*** Opening INFORMATION PROVIDED ***

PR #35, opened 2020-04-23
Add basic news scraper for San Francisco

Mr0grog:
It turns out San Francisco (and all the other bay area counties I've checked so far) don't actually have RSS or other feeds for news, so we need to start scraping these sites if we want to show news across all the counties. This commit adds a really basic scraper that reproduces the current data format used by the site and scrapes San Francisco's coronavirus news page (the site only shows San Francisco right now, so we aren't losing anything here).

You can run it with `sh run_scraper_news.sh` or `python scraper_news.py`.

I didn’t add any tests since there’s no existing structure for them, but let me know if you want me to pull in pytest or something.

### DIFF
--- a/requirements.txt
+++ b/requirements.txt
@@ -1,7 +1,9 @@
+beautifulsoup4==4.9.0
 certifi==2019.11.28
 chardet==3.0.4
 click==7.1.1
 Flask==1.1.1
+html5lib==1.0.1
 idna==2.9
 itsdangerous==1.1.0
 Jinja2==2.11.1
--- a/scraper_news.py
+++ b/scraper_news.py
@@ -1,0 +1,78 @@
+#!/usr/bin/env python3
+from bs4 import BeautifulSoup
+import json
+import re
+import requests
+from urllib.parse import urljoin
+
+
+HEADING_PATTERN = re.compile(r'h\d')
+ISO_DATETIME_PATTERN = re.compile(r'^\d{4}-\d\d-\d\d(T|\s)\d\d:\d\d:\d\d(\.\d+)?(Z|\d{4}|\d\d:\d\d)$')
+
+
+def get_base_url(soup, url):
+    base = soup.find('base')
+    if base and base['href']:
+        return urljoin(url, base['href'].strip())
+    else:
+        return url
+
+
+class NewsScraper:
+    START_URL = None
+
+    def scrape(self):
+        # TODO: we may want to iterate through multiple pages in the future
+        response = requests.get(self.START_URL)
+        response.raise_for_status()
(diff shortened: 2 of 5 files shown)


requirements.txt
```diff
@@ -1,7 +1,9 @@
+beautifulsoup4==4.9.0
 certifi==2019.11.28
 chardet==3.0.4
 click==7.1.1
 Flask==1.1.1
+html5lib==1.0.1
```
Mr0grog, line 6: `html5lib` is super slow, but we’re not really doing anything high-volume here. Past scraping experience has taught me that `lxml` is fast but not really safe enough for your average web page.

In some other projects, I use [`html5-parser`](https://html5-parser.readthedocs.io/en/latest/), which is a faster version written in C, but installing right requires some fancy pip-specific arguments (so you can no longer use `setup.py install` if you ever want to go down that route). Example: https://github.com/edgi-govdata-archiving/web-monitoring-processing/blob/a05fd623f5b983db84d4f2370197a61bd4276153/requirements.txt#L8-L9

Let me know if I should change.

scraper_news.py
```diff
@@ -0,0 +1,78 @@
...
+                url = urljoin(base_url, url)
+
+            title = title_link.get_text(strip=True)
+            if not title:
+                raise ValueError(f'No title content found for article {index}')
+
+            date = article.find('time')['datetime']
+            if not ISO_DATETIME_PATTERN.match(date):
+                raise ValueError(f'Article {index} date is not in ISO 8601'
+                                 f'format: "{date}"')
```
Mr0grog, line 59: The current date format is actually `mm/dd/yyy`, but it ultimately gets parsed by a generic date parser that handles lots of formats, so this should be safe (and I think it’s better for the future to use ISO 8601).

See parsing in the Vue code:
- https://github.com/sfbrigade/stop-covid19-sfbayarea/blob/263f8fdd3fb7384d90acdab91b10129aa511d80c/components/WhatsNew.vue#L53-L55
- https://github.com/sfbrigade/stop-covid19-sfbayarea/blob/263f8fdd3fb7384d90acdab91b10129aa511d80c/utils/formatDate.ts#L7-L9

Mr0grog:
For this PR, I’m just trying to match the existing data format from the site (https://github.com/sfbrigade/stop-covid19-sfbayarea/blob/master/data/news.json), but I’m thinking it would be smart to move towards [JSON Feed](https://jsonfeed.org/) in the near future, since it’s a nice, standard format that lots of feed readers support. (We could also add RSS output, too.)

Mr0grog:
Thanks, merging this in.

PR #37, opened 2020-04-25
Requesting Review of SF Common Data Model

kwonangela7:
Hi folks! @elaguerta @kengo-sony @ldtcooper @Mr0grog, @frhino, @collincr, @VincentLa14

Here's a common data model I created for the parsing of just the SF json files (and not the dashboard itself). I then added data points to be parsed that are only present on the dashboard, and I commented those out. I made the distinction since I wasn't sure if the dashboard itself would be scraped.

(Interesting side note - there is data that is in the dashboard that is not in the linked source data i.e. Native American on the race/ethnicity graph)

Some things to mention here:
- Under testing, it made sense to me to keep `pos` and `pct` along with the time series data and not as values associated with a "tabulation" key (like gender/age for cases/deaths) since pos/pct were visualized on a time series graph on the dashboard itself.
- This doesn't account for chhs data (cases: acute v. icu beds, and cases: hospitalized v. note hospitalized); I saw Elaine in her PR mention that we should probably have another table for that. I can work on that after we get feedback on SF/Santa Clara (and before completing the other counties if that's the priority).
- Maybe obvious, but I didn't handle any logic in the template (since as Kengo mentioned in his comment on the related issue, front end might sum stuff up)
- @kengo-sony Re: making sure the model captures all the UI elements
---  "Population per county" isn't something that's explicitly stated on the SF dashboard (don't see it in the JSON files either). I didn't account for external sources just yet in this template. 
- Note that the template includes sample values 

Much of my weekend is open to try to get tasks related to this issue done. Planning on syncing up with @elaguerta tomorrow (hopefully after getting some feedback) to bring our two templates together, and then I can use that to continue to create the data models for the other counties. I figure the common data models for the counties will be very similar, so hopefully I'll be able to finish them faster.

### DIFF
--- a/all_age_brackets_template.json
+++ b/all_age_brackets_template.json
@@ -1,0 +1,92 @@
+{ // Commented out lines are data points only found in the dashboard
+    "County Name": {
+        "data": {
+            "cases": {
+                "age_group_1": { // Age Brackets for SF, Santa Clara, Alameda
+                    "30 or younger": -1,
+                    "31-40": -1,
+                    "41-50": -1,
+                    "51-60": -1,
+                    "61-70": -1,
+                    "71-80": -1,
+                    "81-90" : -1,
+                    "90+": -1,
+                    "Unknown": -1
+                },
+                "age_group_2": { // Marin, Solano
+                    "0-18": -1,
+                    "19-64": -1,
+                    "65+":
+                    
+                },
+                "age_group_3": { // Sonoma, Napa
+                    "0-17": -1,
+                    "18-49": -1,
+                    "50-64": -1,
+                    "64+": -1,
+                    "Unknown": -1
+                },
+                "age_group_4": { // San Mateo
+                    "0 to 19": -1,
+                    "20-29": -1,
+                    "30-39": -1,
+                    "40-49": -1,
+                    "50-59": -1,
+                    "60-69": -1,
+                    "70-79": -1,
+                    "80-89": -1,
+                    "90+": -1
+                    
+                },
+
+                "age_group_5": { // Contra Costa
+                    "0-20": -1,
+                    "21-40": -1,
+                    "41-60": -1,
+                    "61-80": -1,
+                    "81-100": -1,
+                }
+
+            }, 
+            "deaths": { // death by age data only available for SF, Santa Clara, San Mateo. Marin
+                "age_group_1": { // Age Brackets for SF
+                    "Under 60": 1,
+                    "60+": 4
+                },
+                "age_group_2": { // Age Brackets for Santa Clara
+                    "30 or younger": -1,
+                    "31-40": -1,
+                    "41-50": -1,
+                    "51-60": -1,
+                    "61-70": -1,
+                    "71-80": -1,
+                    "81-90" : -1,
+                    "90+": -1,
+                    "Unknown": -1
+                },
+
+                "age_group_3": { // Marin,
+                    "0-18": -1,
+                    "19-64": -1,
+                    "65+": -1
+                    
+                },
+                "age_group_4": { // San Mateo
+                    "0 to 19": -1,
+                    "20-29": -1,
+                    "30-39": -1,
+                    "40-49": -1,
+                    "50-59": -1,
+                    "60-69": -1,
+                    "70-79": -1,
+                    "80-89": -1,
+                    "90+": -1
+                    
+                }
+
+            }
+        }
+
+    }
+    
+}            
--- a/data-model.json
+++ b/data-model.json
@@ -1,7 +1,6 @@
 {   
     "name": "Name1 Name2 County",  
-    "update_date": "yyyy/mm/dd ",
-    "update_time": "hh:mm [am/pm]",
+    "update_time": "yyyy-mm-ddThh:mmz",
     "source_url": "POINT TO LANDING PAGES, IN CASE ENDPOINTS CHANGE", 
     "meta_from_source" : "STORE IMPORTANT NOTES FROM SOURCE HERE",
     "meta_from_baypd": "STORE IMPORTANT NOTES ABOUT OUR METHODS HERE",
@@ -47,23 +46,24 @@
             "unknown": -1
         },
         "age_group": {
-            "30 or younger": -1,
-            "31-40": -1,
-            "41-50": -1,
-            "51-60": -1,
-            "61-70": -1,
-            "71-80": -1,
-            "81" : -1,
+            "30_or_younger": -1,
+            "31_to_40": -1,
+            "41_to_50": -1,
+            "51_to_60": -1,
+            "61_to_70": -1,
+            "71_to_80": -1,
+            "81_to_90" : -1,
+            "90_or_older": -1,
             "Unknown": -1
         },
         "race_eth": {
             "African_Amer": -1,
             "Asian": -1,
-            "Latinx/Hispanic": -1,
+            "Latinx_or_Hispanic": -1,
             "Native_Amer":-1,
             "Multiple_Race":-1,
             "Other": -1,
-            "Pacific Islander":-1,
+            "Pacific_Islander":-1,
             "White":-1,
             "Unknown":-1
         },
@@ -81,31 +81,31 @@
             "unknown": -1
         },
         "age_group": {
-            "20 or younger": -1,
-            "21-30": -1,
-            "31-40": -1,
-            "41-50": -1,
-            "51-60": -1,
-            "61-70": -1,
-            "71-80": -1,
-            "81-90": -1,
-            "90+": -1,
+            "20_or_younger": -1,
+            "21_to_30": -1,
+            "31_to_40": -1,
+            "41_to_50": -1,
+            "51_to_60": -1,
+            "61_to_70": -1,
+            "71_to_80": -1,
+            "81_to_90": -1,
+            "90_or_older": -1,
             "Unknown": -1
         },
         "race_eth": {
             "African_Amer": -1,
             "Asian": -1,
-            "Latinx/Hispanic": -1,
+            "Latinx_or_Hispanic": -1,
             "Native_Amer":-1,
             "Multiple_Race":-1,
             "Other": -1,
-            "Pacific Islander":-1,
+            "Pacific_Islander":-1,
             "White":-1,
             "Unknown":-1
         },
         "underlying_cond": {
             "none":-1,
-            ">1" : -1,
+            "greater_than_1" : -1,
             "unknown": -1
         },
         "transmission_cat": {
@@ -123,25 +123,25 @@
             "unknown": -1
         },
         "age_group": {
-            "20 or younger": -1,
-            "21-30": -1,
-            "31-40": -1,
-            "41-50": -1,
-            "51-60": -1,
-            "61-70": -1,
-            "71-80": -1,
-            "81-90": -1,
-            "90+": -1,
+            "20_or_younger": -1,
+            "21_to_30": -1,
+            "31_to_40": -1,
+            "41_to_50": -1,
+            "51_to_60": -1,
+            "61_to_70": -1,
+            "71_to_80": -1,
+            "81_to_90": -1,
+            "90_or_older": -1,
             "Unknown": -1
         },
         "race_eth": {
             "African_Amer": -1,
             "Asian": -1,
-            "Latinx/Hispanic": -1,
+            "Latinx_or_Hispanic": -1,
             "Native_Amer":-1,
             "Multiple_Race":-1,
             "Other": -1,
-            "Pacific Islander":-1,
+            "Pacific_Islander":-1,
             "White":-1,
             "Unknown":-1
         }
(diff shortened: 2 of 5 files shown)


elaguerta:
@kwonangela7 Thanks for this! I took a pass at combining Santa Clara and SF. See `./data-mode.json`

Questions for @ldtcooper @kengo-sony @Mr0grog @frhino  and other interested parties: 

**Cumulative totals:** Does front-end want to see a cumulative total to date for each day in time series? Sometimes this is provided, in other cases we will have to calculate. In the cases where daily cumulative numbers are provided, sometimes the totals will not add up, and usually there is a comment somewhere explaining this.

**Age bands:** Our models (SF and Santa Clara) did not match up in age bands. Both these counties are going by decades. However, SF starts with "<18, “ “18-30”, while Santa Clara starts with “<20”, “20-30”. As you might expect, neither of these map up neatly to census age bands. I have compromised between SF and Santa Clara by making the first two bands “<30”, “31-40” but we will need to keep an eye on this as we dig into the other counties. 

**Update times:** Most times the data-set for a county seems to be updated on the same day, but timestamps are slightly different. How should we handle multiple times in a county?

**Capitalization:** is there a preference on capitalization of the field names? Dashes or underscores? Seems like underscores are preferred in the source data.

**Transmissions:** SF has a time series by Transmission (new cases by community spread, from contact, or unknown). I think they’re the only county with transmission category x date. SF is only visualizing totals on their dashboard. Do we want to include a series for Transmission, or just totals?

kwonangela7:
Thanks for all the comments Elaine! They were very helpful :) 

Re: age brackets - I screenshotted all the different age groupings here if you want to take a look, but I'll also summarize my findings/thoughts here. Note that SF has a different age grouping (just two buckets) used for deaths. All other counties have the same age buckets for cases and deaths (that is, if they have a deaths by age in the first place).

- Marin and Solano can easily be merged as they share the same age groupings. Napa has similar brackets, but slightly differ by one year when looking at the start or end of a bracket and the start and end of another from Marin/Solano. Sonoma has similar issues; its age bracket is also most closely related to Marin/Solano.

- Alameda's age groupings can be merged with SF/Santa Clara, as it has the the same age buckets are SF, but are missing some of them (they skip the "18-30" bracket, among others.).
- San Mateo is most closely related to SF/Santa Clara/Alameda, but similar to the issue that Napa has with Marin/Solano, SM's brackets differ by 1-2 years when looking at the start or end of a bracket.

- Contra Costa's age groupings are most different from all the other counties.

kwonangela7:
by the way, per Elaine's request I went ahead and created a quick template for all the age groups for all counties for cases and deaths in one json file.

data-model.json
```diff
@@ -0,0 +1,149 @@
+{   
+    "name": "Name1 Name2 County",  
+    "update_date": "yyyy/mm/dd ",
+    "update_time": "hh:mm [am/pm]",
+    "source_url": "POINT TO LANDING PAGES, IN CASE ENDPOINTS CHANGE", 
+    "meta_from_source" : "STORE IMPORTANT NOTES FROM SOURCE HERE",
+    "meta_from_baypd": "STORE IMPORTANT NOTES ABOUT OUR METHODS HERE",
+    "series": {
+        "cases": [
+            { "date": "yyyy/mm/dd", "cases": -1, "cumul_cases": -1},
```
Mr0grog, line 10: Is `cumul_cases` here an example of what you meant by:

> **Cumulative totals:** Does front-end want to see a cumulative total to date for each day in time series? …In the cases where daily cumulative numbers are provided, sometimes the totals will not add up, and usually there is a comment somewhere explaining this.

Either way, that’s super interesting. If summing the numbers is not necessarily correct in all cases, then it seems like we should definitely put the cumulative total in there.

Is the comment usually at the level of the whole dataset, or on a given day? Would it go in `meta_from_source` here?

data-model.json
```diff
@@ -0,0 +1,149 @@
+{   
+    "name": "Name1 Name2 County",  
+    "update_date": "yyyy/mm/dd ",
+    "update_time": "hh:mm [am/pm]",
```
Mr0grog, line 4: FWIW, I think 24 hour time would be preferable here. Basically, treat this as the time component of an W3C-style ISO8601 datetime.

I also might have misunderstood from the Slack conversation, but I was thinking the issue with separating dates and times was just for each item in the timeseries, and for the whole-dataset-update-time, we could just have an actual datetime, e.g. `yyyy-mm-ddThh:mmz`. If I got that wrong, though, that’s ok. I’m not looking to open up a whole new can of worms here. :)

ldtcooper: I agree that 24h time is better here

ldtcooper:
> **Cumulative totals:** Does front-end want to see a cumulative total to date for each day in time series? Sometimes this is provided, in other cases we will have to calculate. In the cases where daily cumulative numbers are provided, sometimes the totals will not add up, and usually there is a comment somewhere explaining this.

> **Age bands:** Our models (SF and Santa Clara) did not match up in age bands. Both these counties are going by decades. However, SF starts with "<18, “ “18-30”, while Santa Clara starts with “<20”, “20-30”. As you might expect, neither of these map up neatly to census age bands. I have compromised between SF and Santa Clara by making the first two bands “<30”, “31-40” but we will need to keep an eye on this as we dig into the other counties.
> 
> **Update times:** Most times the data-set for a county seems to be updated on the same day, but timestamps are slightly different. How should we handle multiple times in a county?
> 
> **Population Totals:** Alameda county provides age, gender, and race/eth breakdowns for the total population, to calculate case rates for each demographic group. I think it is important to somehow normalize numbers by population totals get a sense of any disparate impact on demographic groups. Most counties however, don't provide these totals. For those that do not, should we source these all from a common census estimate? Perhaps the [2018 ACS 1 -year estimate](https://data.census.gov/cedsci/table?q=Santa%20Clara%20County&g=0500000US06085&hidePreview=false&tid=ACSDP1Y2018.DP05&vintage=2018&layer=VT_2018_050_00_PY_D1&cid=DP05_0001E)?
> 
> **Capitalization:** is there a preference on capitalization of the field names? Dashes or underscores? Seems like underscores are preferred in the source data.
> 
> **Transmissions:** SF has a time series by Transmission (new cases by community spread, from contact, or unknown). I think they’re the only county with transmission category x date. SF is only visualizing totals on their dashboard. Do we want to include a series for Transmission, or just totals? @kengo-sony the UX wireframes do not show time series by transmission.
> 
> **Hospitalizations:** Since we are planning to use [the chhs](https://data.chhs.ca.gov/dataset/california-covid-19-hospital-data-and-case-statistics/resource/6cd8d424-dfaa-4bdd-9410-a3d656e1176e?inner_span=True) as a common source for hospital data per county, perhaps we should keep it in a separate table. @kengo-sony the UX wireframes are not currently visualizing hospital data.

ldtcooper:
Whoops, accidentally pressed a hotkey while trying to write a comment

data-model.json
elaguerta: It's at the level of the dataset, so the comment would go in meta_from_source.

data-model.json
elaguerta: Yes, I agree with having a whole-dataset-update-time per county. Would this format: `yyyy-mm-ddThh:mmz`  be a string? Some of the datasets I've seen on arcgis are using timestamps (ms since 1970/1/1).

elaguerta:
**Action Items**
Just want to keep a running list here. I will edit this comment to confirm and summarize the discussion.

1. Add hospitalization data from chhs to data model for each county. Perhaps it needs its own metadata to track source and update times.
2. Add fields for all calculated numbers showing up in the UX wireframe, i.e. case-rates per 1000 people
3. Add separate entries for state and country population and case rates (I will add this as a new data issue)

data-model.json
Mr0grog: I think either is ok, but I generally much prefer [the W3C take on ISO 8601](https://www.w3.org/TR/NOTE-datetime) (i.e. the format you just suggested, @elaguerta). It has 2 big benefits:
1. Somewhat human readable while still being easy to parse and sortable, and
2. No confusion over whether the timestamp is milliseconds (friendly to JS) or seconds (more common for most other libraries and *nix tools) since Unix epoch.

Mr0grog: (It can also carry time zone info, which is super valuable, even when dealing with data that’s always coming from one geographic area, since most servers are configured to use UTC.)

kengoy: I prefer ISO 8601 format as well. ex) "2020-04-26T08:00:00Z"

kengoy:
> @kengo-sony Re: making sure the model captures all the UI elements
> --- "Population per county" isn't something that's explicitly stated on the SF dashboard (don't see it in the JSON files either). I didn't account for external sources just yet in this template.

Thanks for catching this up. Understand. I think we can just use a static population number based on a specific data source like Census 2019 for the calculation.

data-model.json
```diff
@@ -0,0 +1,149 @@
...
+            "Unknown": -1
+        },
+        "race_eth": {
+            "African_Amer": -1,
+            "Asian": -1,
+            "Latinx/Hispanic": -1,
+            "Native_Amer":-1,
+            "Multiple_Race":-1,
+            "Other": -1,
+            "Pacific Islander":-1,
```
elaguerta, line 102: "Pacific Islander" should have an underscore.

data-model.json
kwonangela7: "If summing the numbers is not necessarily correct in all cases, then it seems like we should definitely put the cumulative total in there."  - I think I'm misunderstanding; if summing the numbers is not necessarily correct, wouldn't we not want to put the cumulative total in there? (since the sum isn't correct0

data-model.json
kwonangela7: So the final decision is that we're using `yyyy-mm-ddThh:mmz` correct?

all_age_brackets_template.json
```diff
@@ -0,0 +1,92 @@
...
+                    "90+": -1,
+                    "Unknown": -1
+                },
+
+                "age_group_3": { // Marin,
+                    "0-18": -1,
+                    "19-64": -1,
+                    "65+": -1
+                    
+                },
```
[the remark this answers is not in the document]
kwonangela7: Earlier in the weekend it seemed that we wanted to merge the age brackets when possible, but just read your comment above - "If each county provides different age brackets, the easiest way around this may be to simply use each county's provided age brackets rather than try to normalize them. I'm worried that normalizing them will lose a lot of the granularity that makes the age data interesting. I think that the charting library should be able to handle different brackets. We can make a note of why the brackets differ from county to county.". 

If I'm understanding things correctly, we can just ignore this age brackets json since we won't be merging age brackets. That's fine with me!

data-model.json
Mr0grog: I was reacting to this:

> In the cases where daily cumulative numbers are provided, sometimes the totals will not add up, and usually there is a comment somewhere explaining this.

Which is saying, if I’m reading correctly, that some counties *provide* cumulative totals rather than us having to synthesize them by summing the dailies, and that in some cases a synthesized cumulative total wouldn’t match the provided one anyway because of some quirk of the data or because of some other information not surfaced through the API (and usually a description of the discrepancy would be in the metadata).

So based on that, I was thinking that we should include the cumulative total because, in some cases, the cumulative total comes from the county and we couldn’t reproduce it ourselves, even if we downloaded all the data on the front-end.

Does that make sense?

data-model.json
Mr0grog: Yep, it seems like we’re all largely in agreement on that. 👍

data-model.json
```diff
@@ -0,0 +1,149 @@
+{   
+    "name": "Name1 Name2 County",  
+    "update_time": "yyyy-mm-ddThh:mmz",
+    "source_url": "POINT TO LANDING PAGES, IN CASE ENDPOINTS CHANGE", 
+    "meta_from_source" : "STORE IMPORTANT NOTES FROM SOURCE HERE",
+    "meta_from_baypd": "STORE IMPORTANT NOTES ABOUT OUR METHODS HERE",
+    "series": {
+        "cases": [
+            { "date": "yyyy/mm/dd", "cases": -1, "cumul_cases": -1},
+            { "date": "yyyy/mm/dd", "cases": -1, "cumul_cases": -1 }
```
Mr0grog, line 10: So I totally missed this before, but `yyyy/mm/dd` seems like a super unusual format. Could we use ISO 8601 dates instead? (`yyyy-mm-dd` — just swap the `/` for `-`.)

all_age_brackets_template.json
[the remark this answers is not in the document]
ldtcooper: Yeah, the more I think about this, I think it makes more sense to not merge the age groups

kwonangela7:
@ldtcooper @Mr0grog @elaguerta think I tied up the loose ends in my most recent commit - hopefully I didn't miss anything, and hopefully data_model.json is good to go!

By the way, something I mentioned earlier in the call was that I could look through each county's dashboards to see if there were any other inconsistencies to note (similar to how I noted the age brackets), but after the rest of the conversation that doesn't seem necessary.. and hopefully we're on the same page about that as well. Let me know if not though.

*** Closing INFORMATION PROVIDED ***

*TASK ITEM*.
Only lines with the word "commit" count here; copy every one from the records.

*ANSWER TO THIS EXERCISE*.
It turns out San Francisco (and all the other bay area counties I've checked so far) don't actually have RSS or other feeds for news, so we need to start scraping these sites if we want to show news across all the counties. This commit adds a really basic scraper that reproduces the current data format used by the site and scrapes San Francisco's coronavirus news page (the site only shows San Francisco right now, so we aren't losing anything here).
@ldtcooper @Mr0grog @elaguerta think I tied up the loose ends in my most recent commit - hopefully I didn't miss anything, and hopefully data_model.json is good to go!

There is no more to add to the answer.